BALDWIN: Yeah, we heard her say to Anderson all the instructions were -- confusing was the word she used.
But I want to go back. I'm fascinated by the jury selection process.
And, Tanya, we were talking just in the commercial break, a lot of people are saying, look, these were five white women and one Hispanic woman, but really it's about the pool you are selecting or perhaps deselecting from, not just who you're picking.
TANYA MILLER, CRIMINAL DEFENSE ATTORNEY: Yeah, that's absolutely right, and we know from watching jury selection in this case that there were some African-Americans who made their way into the pool. They just did not make their way onto this jury.
But I think that this really highlights something that is really kind of critical. The juror said that she did not race as being involved in this case, and, of course, jurors make decisions about cases based on their life experiences. They filter the evidence in through their life experiences.
And so when this juror did not have any life experiences that mirrored Trayvon Martin's or Rachel Jeantel, for that matter, I think it became more difficult for her to identify with them.
And this question I've asked lots of people, and people have asked me on Twitter and on Facebook, if people think that race had nothing to do with this case, and we're talking about the jury right now, ask yourself, honestly, if this jury was made up of six African-American women, five of whom were mothers, do you think the result would have been different?
And if your answer to that is, yes, I do, then I think we have to ask ourselves why. And I think that that is probably one of the clearest indications that this case does have absolutely every to do with race.
BALDWIN: Darren, do you agree because a lot of other people are looking at the facts and they were saying this was self-defense period?
KAVINOKY: Without even getting into the facts, from a legal standpoint, the lawyers were not allowed to argue race as being a theory in the case, that this was criminal profiling that Zimmerman allegedly engaged in; it wasn't racial profiling.
And I think that's a critical point.

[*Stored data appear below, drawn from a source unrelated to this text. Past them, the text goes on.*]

PR #180, opened 2021-12-17
query span improvements

vthacker:


kaldb/src/main/java/com/slack/kaldb/util/SpanUtils.java
```diff
@@ -0,0 +1,18 @@
+package com.slack.kaldb.util;
+
+import brave.ScopedSpan;
+import com.slack.kaldb.logstore.search.SearchResult;
+
+public class SpanUtils {
```
bryanlb, line 6: Probably should have a comment for the class explaining the purpose

kaldb/src/main/java/com/slack/kaldb/logstore/search/KaldbLocalQueryService.java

Had it been racial profiling then race would have been a legitimate issue in the case.
I get how the case has surfaced all kind of racial issues, and I'm a huge proponent of having fierce, authentic conversations, but I don't see this case as being about race.
And personally I always saw Zimmerman as being an equal opportunity "butt-in-sky," and I could perhaps pick stronger words than that.

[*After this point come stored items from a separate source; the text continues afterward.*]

PR #182, opened 2021-12-17
don't swallow exception

vthacker:
A log line like this is no use for us

```
Service class com.slack.kaldb.chunkManager.IndexingChunkManager failed with cause com.slack.kaldb.metadata.zookeeper.InternalMetadataStoreException: Failed to delete node: SearchMetadata{...object_datails}
 
```

We have no idea what caused it. So let the logger print the entire exception

### DIFF
--- a/kaldb/src/main/java/com/slack/kaldb/metadata/core/UpdatableCacheableMetadataStore.java
+++ b/kaldb/src/main/java/com/slack/kaldb/metadata/core/UpdatableCacheableMetadataStore.java
@@ -40,8 +40,7 @@ public abstract class UpdatableCacheableMetadataStore<T extends KaldbMetadata>
     try {
       update(metadataNode).get(KaldbConfig.DEFAULT_ZK_TIMEOUT_SECS, TimeUnit.SECONDS);
     } catch (InterruptedException | ExecutionException | TimeoutException e) {
-      logger.error("Error updating znode: " + metadataNode, e);
-      throw new InternalMetadataStoreException("Error updating znode: " + metadataNode, e);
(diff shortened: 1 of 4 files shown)


bryanlb (dismissed):

kaldb/src/main/java/com/slack/kaldb/metadata/core/UpdatableCacheableMetadataStore.java
```diff
@@ -40,7 +40,8 @@ public void updateSync(T metadataNode) {
     try {
       update(metadataNode).get(KaldbConfig.DEFAULT_ZK_TIMEOUT_SECS, TimeUnit.SECONDS);
     } catch (InterruptedException | ExecutionException | TimeoutException e) {
-      throw new InternalMetadataStoreException("Error updating node: " + metadataNode, e);
+      logger.error("Error updating znode: " + metadataNode, e);
```
bryanlb, line 43: Can we do this without the additional logs before throwing the exceptions? When every place does this up the stack trace it makes it difficult to understand, as there's a lot of duplicate error logs. It also skews the metrics as we count these multiple times.

bryanlb (changes requested):

kaldb/src/main/java/com/slack/kaldb/metadata/core/UpdatableCacheableMetadataStore.java
vthacker: I'll just revert the last commit - I guess I was okay with duplicate logs because not all callers can be audited to make sure the exception is being propagated but seeing multiple errors is inconvenient

bryanlb (approved):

I don't personally necessarily believe that he was motivated by race in profiling Trayvon either.
BALDWIN: Coming up next, I want to get a break in. I'm also fascinated not just by these three jurors, including this one woman, who walked in the deliberations thinking not guilty.
There were three others who saw proven guilty, either murder in the second- degree or manslaughter. How did they change their minds?
Let's talk about that next.
(COMMERCIAL BREAK)
BALDWIN: Quickly, Tanya Miller, first to you, how does a juror who walks into this deliberation room thinking guilty of second-degree murder change her mind to not guilty?
MILLER: I think they get beat down.
I think if they're back there and there are other jurors who are strong in their disposition and that juror who initially is thinking murder does not have the tools to really make case to the other jurors to persuade them over to her side, she just gets beat down.
BALDWIN: Darren, 20 seconds then we've got to go.
KAVINOKY: Yeah, group dynamics are a really tricky thing. And this is why during jury selection you'll often see one or both sides saying to the panel, what if it was all of them against you, if it was 11-to- one or five-to-one, could you be that strong soldier?
That's something that lawyers usually try and suss out during the selection process.
BALDWIN: Darren Kavinoky and Tanya Miller, my thanks to both of you.
Thank you for watching. I'm Brooke Baldwin.
Now we head to Washington. "THE LEAD WITH JAKE TAPPER" starts now.